_What is expected:_ Using the data below, gather each line that includes the word "across".

#### Supplied material

PR #2874, opened 2026-07-19
fix: omni login for Databricks workspace with custom URLs

### LINKED ISSUE #2781: [Bug] omni login for Databricks workspace with custom URLs requires original (non-custom) URL

yours-aditya:
## Related issue

Closes #2781

## Summary
Fixes `omni login` for Azure Databricks workspaces accessed via a custom / vanity URL (e.g. https://mydomain.azuredatabricks.net). Some vanity edges hide the omnigent mount from unauthenticated requests — the anonymous probe gets a `303` to a login page, or the edge drops the `server: databricks` header — so URL expansion never fired and the user was stranded on a bare URL that only 404s.

The fix adds a canonical-host fallback in `omnigent/cli.py`: Azure always serves a workspace at `adb-<workspace_id>.<shard>.azuredatabricks.net` (`shard = workspace_id % 20`) regardless of the vanity URL, and the `?o=` selector carries the workspace id needed to rebuild that host. When the vanity host won't yield its mount, we derive the canonical host, probe its `/api/2.0/omnigent` mount, and adopt it (printing a Note: so the user sees why the URL changed). The vanity host is still preferred when its own mount answers, keeping canonical a true fallback.

## Test Plan
- `test_canonical_azure_workspace_host`: parametrized unit tests for host derivation: shard math (`id % 20`), case-insensitive matching, and the no-rewrite cases (already-canonical, non-Azure domains, missing/non-numeric `?o=`).
- `test_workspace_url_falls_back_to_canonical_when_vanity_mount_hidden`: vanity mount 303-redirects to login → resolves via canonical host, prints the note.
- `test_workspace_url_falls_back_to_canonical_when_vanity_lacks_databricks_header`: vanity root omits the `databricks` header → still reaches canonical.
- `test_workspace_url_keeps_vanity_when_its_own_mount_answers`: vanity mount answers → kept, canonical never probed.
- `test_resolve_server_url_falls_back_to_canonical`: end-to-end through the shared `_resolve_server_url` seam that `login/host` route through.

## Demo
N/A

## Type of change

- [X] Bug fix
- [ ] Feature
- [ ] UI / frontend change
- [ ] Refactor / chore
- [ ] Docs
- [ ] Test / CI
- [ ] Breaking change

## Test coverage

- [x] Unit tests added / updated - 5 new tests across `test_login_databricks.py`
- [ ] Not applicable

## Coverage notes

 Verified via unit tests with scripted httpx responses (5 functions / 14 cases) covering canonical-host derivation and the vanity→canonical fallback branches. No live manual verification — I don't have access to an Azure Databricks workspace. Two real-world assumptions the mocks can't validate: (1) the shard formula workspace_id % 20, and (2) that the canonical adb-* host answers the DatabricksRealm challenge when a vanity edge hides its mount. A reviewer with Azure workspace access should confirm an end-to-end omni login against a real custom-URL workspace before merge

### DIFF
--- a/omnigent/cli.py
+++ b/omnigent/cli.py
@@ -13157,6 +13157,73 @@ def _with_default_scheme(server_url: str) -> str:
     return f"{scheme}://{server_url}"
 
 
+_AZURE_DATABRICKS_SUFFIX = ".azuredatabricks.net"
+# Azure spreads workspaces across a fixed set of regional shards; the
+# canonical host embeds the shard as workspace_id modulo this count.
+_AZURE_WORKSPACE_SHARD_COUNT = 20
+
+
+def _canonical_azure_workspace_host(host: str, org_id: str | None) -> str | None:
+    """Derive the canonical Azure Databricks host for a vanity workspace URL.
+
+    Azure serves every workspace at the shard-addressed canonical domain
+    ``adb-<workspace_id>.<shard>.azuredatabricks.net`` where
+    ``shard = workspace_id % 20`` — regardless of any custom / vanity URL
+    configured on top of it. Some vanity edges hide the omnigent mount
+    from unauthenticated requests (a 303 to a login page), so a workspace
+    that logs in fine on the canonical host cannot be detected through its
+    vanity host. The ``?o=`` selector carries the workspace id, which is
+    all the canonical host needs.
+
+    :param host: The URL host, e.g. ``"mydomain.azuredatabricks.net"``.
+    :param org_id: The ``?o=`` workspace id (see :func:`_org_id_from_url`),
+        e.g. ``"1140651659700000"``.
+    :returns: The canonical host, e.g.
+        ``"adb-1140651659700000.0.azuredatabricks.net"``, or ``None`` when
+        *host* is not an Azure ``azuredatabricks.net`` domain, is already
+        the ``adb-`` canonical form, or *org_id* is missing / non-numeric.
+    """
+    if not org_id or not org_id.isdigit():
+        return None
+    host = host.lower()
+    if not host.endswith(_AZURE_DATABRICKS_SUFFIX) or host.startswith("adb-"):
+        return None
+    shard = int(org_id) % _AZURE_WORKSPACE_SHARD_COUNT
+    return f"adb-{org_id}.{shard}{_AZURE_DATABRICKS_SUFFIX}"
+
+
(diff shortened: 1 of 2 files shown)


PattaraS:
Blocking: this fallback still derives `adb-<workspace-id>.<workspace-id % 20>`, but [Microsoft documents](https://learn.microsoft.com/en-us/azure/databricks/workspace/workspace-details#per-workspace-url) the second component as a random per-workspace value. Their example is `adb-5555555555555555.19.azuredatabricks.net`, while `5555555555555555 % 20 == 15`. The mocked tests only restate the unsupported formula, so they cannot validate the real-world mapping or show that this resolves #2781.

There is also a separate malformed-input crash: `str.isdigit()` accepts characters such as `²`, but `int("²")` raises `ValueError`.

Because the fallback can synthesize a nonexistent hostname, this approach cannot reliably resolve #2781.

########

_Problem solution:_
- [x] Unit tests added / updated - 5 new tests across `test_login_databricks.py`
+# Azure spreads workspaces across a fixed set of regional shards; the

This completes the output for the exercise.